[[ Given records, beginning ]]

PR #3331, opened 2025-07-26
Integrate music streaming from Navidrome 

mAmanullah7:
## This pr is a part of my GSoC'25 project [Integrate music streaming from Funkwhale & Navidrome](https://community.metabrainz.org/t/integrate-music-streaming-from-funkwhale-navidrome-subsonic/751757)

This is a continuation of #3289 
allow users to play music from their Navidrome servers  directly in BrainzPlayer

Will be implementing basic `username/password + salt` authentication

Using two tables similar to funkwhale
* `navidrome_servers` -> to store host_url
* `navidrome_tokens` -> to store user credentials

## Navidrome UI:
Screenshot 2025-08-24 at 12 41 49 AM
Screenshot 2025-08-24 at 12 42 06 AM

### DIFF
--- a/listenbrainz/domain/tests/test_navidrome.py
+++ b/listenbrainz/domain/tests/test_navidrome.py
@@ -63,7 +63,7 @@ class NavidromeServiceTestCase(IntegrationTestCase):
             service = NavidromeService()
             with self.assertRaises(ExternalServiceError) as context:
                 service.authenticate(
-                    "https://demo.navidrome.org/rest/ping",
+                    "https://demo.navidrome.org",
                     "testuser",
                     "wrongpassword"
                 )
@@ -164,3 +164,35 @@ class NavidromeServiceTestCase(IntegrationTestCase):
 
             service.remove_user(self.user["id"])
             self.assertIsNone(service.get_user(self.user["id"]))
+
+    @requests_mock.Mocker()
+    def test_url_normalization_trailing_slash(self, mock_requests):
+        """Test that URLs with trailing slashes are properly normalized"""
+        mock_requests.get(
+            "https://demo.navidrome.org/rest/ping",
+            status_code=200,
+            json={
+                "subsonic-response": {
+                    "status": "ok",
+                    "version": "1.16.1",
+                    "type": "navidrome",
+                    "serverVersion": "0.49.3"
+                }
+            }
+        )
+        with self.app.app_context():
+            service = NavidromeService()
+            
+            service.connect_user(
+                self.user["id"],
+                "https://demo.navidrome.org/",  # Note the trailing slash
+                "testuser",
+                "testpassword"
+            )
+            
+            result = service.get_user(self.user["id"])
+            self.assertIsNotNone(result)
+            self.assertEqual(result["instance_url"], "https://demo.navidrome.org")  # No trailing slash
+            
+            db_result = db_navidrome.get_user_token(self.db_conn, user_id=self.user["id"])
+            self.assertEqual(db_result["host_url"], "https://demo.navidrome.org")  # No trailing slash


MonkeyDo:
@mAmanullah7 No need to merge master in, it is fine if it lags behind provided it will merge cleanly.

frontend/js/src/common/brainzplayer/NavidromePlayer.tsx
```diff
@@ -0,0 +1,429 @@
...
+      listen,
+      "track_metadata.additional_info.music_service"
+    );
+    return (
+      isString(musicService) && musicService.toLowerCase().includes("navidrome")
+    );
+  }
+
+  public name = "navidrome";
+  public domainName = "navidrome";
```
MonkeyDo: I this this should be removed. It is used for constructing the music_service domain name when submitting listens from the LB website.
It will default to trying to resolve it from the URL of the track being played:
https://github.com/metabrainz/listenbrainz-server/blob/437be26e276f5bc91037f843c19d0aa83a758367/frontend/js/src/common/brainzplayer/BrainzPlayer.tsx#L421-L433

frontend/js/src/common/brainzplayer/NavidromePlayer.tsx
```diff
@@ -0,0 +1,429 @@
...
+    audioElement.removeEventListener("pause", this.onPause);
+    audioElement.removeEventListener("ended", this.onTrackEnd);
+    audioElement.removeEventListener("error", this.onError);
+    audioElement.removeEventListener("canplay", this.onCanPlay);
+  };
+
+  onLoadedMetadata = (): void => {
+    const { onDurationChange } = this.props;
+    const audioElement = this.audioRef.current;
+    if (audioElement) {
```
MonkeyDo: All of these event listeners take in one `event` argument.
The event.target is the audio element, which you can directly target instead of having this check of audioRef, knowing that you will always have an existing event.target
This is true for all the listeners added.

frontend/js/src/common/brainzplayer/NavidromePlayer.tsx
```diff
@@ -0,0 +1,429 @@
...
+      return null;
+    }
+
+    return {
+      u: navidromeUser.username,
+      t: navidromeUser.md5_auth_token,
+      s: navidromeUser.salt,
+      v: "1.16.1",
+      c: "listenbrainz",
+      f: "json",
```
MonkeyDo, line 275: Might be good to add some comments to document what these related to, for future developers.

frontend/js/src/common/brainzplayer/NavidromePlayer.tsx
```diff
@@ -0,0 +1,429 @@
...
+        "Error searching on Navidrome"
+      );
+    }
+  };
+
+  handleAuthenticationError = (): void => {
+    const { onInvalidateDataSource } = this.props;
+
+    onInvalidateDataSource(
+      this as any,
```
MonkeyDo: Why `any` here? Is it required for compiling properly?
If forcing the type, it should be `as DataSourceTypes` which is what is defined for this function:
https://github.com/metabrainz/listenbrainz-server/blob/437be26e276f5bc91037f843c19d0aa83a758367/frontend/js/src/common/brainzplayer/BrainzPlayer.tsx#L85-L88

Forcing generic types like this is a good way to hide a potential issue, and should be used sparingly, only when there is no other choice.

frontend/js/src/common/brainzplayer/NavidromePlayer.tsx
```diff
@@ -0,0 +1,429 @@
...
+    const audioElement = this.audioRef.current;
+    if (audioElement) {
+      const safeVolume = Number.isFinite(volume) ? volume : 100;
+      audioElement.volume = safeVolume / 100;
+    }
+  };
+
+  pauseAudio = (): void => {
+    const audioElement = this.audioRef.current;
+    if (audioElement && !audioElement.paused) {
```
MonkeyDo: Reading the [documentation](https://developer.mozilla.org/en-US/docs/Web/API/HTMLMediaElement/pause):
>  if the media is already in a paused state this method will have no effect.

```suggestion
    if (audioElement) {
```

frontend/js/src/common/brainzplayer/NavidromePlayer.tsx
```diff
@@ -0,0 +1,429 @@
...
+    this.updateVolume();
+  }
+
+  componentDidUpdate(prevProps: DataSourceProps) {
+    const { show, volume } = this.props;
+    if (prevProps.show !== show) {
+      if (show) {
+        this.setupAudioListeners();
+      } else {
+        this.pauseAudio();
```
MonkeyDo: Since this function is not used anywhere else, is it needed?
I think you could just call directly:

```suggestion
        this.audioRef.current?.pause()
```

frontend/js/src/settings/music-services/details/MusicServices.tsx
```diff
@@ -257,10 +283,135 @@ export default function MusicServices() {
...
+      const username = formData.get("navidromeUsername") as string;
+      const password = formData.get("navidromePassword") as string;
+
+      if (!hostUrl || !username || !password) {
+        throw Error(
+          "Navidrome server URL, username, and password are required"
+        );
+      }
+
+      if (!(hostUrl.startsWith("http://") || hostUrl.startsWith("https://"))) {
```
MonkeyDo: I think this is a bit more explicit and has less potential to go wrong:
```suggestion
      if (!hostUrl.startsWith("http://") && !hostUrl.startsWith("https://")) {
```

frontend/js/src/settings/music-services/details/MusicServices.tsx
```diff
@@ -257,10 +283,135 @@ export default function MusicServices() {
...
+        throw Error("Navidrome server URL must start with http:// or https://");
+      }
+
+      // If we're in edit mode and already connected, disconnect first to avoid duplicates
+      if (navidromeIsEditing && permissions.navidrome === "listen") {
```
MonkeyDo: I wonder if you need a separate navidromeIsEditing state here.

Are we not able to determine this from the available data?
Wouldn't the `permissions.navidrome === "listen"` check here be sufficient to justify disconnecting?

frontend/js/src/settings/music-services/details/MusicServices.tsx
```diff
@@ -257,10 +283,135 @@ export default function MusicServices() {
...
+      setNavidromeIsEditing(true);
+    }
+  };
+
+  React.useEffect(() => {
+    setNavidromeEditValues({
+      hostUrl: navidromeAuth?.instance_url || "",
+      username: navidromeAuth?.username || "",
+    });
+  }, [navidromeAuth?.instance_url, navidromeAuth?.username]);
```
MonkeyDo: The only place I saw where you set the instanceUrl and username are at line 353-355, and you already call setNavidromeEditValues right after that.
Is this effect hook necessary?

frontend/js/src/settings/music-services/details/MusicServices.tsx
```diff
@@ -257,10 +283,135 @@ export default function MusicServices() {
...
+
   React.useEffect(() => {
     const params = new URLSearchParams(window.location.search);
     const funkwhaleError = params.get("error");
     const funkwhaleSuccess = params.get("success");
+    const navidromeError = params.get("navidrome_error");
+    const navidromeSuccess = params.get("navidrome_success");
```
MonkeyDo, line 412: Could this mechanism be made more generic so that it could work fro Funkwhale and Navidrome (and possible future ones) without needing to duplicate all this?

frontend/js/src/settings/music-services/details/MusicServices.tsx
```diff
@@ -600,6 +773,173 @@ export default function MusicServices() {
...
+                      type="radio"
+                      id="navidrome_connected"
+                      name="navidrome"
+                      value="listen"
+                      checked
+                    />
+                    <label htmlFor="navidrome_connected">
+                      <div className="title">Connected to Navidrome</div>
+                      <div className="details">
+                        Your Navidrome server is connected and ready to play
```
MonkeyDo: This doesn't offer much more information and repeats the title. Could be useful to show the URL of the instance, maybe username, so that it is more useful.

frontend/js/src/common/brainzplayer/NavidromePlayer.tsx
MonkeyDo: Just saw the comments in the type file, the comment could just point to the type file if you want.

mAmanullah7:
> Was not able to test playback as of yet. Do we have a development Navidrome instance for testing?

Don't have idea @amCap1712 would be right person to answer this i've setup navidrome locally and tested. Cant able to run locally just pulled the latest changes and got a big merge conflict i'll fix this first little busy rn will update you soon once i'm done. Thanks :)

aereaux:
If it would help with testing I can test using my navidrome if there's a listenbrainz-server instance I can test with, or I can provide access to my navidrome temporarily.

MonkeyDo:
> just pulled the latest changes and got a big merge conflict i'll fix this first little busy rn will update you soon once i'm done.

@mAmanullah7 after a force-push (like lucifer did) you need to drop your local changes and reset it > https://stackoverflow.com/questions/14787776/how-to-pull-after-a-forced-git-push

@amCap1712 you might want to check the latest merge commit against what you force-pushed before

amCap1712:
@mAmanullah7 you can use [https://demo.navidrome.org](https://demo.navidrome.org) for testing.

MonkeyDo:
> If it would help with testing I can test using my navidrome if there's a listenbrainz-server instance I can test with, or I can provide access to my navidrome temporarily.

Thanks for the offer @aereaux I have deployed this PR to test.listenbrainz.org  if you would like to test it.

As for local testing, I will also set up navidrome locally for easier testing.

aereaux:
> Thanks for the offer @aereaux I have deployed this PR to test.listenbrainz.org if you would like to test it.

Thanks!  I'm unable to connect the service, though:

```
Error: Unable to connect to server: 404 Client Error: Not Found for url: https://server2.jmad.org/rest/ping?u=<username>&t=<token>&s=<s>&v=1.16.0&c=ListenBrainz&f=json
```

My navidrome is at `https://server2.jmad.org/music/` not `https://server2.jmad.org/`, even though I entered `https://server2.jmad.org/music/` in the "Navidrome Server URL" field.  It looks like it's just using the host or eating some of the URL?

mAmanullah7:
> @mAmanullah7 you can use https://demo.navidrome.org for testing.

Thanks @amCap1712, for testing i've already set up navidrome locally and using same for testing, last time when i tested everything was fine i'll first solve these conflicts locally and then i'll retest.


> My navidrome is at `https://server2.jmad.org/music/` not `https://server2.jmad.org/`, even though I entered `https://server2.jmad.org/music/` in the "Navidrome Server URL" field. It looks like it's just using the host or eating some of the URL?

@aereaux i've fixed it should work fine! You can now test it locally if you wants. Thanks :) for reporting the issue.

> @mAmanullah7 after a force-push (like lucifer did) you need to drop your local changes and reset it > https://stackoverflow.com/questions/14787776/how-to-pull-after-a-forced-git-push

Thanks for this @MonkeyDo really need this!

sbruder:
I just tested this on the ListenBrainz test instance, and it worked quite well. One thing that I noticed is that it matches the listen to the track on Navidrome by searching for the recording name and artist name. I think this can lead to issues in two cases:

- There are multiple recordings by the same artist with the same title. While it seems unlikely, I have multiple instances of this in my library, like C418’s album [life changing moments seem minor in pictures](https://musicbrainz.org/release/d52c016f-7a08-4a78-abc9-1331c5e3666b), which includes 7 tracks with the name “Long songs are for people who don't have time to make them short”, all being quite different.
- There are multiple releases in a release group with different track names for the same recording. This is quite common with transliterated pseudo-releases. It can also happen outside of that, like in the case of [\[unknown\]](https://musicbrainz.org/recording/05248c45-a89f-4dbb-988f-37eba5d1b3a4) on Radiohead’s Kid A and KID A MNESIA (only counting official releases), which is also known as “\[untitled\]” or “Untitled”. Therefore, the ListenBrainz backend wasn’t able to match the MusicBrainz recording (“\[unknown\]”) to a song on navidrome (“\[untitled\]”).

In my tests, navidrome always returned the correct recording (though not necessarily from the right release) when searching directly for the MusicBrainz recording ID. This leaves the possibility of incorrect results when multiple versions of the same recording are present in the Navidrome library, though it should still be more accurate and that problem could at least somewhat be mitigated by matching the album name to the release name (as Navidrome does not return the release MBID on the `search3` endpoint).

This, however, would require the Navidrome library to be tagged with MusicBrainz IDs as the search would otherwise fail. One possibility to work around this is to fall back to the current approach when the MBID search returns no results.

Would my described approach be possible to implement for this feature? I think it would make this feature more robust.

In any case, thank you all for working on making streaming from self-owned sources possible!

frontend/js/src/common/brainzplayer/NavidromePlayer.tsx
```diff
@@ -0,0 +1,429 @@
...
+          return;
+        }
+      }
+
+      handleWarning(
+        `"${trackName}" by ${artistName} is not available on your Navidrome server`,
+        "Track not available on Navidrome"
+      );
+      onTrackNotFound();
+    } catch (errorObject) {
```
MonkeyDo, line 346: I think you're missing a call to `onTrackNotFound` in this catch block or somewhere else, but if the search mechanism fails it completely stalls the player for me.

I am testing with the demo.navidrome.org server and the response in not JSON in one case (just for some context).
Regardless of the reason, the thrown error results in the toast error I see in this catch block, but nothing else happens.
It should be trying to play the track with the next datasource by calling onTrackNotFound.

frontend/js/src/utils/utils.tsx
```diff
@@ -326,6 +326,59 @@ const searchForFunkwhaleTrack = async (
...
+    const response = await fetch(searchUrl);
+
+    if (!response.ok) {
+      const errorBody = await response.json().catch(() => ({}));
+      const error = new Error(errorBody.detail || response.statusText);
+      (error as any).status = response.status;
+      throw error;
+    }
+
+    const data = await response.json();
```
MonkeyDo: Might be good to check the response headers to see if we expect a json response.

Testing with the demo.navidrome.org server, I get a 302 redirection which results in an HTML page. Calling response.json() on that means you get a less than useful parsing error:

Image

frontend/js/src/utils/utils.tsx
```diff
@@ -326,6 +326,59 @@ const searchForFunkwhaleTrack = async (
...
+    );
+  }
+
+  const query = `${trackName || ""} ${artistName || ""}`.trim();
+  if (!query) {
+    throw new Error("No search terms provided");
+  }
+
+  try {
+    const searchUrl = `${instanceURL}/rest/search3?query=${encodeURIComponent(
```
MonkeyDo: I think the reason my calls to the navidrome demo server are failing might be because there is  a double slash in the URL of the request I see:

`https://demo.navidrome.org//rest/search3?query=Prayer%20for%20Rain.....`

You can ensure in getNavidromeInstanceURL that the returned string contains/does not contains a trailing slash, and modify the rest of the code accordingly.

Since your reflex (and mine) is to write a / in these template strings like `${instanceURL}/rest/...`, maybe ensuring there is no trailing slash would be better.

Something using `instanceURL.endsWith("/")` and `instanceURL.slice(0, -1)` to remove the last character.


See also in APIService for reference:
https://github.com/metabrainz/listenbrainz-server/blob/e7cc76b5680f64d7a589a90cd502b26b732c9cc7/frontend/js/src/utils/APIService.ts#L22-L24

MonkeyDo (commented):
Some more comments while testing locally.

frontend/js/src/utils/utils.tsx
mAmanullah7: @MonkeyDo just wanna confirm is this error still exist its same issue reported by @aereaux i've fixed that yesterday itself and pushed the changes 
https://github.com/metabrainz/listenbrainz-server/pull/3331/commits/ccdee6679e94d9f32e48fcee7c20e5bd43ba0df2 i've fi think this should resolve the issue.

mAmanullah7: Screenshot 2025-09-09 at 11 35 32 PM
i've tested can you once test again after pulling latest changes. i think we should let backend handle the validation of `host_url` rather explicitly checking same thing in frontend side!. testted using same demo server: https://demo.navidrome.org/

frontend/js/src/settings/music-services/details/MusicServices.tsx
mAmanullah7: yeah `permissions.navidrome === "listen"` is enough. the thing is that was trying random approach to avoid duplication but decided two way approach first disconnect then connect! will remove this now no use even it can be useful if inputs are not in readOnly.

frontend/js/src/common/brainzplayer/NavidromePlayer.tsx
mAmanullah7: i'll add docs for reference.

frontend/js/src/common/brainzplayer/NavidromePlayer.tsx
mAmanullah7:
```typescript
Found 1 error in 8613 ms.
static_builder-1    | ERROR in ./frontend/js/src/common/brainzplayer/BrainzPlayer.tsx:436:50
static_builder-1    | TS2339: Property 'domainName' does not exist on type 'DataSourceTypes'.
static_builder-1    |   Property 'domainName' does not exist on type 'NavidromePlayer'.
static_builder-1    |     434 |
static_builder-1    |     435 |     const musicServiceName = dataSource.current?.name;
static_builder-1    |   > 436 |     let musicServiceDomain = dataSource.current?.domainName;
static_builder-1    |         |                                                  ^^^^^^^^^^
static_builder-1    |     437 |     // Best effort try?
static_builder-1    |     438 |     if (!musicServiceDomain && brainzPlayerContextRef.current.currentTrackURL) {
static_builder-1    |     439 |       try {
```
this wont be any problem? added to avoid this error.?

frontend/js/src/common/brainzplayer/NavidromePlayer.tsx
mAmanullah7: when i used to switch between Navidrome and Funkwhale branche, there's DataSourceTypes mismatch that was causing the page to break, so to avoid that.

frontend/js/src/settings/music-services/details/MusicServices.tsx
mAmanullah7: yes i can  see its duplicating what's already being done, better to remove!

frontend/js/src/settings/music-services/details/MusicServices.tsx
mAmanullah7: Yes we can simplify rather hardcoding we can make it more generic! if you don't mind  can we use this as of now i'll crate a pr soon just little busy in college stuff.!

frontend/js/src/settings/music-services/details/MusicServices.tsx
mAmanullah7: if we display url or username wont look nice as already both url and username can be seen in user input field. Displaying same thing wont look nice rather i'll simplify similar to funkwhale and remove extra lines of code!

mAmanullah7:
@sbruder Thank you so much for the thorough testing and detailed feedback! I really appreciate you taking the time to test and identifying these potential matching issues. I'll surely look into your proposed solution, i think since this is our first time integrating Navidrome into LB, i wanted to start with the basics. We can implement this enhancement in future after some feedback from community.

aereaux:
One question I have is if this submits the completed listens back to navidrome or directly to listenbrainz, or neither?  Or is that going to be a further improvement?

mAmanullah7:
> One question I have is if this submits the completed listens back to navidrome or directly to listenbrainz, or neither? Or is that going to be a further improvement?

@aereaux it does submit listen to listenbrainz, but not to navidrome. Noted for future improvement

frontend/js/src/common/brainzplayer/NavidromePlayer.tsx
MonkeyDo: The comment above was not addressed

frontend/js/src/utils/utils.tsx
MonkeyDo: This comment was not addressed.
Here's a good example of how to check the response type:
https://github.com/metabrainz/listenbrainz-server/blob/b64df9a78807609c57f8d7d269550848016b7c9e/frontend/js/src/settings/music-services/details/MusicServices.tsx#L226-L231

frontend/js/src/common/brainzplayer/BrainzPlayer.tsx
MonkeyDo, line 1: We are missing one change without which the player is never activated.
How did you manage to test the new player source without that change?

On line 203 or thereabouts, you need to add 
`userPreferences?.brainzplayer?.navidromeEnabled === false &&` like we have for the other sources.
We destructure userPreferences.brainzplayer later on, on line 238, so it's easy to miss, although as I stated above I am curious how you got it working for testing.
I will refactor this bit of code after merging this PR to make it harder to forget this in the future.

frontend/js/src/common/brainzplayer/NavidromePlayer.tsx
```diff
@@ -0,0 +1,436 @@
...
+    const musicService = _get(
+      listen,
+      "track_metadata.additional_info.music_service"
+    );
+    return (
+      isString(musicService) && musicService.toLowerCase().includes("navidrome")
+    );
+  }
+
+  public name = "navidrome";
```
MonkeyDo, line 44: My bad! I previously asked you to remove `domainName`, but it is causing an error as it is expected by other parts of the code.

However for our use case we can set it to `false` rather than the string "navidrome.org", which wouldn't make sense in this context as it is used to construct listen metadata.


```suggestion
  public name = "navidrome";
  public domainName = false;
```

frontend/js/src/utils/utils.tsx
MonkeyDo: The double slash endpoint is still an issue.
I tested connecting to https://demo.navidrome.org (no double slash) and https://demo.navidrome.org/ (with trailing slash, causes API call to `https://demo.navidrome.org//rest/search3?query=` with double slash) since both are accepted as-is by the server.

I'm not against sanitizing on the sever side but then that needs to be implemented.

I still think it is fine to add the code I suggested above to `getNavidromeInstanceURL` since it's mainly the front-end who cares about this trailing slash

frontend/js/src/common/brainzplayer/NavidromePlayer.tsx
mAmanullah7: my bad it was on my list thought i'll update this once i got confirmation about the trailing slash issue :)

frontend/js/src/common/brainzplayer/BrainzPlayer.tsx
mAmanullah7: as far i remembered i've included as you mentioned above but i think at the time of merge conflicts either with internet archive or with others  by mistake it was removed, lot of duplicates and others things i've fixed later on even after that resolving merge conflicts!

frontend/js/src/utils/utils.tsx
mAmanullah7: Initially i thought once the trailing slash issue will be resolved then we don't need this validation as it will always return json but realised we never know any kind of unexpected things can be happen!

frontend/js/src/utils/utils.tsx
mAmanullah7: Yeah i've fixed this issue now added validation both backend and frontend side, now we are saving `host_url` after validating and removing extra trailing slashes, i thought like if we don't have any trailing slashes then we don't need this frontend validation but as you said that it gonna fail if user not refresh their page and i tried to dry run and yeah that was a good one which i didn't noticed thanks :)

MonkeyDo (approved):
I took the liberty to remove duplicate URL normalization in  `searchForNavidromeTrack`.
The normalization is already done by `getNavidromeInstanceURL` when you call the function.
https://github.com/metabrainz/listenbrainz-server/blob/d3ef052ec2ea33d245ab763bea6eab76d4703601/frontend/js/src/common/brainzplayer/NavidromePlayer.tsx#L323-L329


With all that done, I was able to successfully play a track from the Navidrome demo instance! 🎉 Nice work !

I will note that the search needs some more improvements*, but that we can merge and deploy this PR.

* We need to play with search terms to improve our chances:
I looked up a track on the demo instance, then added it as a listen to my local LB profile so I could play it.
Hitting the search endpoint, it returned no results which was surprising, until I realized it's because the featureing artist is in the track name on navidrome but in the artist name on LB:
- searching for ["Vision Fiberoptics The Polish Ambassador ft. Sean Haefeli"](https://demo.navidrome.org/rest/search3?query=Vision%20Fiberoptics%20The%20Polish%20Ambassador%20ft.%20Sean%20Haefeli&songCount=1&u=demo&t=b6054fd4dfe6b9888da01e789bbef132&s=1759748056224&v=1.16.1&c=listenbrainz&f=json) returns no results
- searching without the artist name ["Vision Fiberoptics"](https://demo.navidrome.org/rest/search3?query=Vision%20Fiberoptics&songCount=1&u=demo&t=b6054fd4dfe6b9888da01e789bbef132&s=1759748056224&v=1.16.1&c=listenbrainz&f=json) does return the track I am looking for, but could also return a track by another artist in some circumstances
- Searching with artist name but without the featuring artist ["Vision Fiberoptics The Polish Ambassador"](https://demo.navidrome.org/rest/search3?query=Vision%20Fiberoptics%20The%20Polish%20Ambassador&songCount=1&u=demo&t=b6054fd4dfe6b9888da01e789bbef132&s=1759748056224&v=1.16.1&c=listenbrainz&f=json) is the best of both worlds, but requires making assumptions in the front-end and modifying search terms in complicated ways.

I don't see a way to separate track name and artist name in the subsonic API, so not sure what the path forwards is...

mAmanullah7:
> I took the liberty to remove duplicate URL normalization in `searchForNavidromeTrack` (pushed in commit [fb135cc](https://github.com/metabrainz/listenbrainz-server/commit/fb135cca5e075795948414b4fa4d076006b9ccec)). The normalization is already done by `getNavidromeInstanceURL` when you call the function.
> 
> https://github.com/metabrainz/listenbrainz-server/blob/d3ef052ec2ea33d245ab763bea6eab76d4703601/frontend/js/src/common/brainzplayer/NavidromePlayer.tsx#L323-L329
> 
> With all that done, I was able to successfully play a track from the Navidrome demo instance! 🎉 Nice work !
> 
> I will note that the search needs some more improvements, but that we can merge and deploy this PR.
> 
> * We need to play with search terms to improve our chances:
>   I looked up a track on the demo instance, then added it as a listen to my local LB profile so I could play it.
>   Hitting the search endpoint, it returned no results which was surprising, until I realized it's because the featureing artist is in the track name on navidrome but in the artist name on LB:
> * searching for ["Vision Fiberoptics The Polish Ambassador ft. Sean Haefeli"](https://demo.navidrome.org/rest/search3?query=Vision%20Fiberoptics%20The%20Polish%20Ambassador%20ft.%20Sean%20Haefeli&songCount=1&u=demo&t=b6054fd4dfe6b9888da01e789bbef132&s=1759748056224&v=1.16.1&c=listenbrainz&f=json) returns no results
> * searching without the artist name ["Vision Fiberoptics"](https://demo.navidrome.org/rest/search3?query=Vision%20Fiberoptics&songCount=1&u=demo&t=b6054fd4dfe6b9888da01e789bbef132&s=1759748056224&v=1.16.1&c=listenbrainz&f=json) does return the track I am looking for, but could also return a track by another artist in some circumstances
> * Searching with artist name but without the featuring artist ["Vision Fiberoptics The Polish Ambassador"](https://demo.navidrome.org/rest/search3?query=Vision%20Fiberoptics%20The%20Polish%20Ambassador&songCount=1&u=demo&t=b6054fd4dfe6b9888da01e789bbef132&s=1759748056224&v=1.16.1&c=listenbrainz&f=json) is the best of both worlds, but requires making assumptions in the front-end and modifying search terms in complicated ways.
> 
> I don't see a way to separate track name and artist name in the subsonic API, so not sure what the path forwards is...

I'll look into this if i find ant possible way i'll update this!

[[ Given records, end ]]

Copy the lines above that hold the word "DataSourceTypes".

Expected output:
If forcing the type, it should be `as DataSourceTypes` which is what is defined for this function:
static_builder-1    | TS2339: Property 'domainName' does not exist on type 'DataSourceTypes'.
mAmanullah7: when i used to switch between Navidrome and Funkwhale branche, there's DataSourceTypes mismatch that was causing the page to break, so to avoid that.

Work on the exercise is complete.